# Lightroom 4 stripping Exif data when converting RAW to jpg



## Maryarena (Jun 24, 2012)

Hi,

I just noticed that recent photos I have converted to jpg don't have all the Exif data in them.  I have not changed anything that I recall of.  What possible reasons could be causing this?

Thank you,

Gloria


----------



## Hal P Anderson (Jun 24, 2012)

Gloria,

Make sure that you specify "all" in the Metadata section of your Export dialogue:




Hal


----------



## Maryarena (Jun 24, 2012)

Under "Medatada Status", if I click it I get this message:  _The metadata for this photo has been changed by another application. Should Lightroom import settings from disk or overwrite disk settings with those from the catalog?   _Neither of the options changes anything.  Thank you!  Gloria


----------



## Maryarena (Jun 24, 2012)

Hal, thanks for the quick response!  I think I tried that, but I will try again with another file.  Will let you know.


----------



## Maryarena (Jun 24, 2012)

It worked!  Before it said "Copyright only".  I don't ever recall changing that and I've never had this problem.  Would a LR update change this?  I really don't remember when was the last update.  Well, as I said I had tried it before, but chose to "overwrite" the file, when converting and the Exif stayed the same.  THIS time, I chose "Use unique names." and it worked.  I'm glad this happened with "family" photos and not with my bird photos.  

Thank you very much!

Gloria


----------



## ATJ-renamed (Dec 19, 2012)

Another thing to check is a new flag that was introduced: "Remove Location Info"

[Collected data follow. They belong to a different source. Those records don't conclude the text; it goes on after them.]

PR #801, opened 2026-06-18
Fix: Increase startup probe timeout for influxdb3-enterprise 3.2+

dburton-influxdata:
## Description

This PR fixes CrashLoopBackOff issues across **all components** (ingester, querier, compactor, processor) in InfluxDB 3.2+ deployments by increasing the startup probe timeout to accommodate longer initialization times.

Fixes #800

### Chart Version
- Bump version from \

PR #827, opened 2026-08-31
fix(influxdb3-ent): widen startup probe window

### LINKED ISSUE #800: influxdb3-enterprise: Startup probe timeout too short for v3.2+
## Problem

The default startup probe configuration in the influxdb3-enterprise chart is insufficient for InfluxDB 3.2+ deployments, causing **all components** (ingester, querier, compactor, processor) to crash with **CrashLoopBackOff** and exit code 137 (SIGKILL).

### Current Configuration
\\\yaml
probes:
  startup:
    initialDelaySeconds: 10
    periodSeconds: 5
    timeoutSeconds: 5
    failureThreshold: 12
    # Total window: 70 seconds
\\\

The configuration was designed for ~15 second startups (as noted in the comments), but InfluxDB 3.2+ components take approximately **90-120 seconds** to start due to:

1. **Python Processing Engine initialization** (~6 seconds)
2. **WAL recovery operations** 
3. **V2 compaction consumer preloading**
4. **Compactor-specific**: Primary lease acquisition, snapshot discovery, run set index building
5. **Querier-specific**: Cache initialization, connection pool setup

#### Ingester
From production logs:
\\\
startup time: 96731ms address=0.0.0.0:8181
ERROR influxdb3_server: Error serving connection: hyper::Error(IncompleteMessage)
stream closed EOF for influx-enterprise/influxdb3-enterprise-ingester-0
\\\

#### Compactor
From production logs (5000 lines of normal operation):
\\\
2026-06-23T17:48:00.382842Z DEBUG influxdb3_pacha_tree::file_layout::pt_merger: Merge processed 10636 total rows
stream closed EOF for influx-enterprise/influxdb3-enterprise-compactor-0 (influxdb3)
\\\

Both show normal operation followed by abrupt termination - no errors, panics, or crashes in application logs.

### Impact

- **Ingester**: Pods fail to start on fresh deployments, writes unavailable
- **Compactor**: Background compaction fails, storage efficiency degrades
- **Querier**: Query pods restart, degraded query performance
- **Processor**: Processing Engine plugins fail to initialize
- Upgrades to 3.2+ result in cluster-wide instability
- Exit code 137 indicates SIGKILL termination by Kubernetes

### Environment

- Chart version: 0.1.0
- InfluxDB version: 3.2+ (tested with 3.10.0-enterprise)
- Deployment: AWS EKS, us-gov-west-1
- Object store: S3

I don't why it was decided that the default would be to have it on (strip location data) when the location data was preserved in LR3.  I now have to waste time updating all my export presets to turn the flag off.  I wish for once that developers actually thought through their changes.


----------



## Victoria Bampton (Dec 19, 2012)

I think they did think through their changes Andrew - because more people will be using location data with the new Map module, there are privacy concerns.  They have to err on the right side of that or face a lot more wrath than updating presets.

FWIW, if you have many presets, open them all in TextWrangler or BBEdit and do a batch find/replace change the setting on them all in one go.


----------



## ATJ-renamed (Dec 19, 2012)

But the data were there when exporting the files from LR3, those privacy concerns would have already existed.  I'm not sure I understand what this has to do with the Map Module when I'm talking about exporting am image to JPEG.  How does an exported JPEG image have anything to do with the Map Module?  Isn't the Map Module about working on images in the library?  If people have privacy concerns then don't add the location information in the first place.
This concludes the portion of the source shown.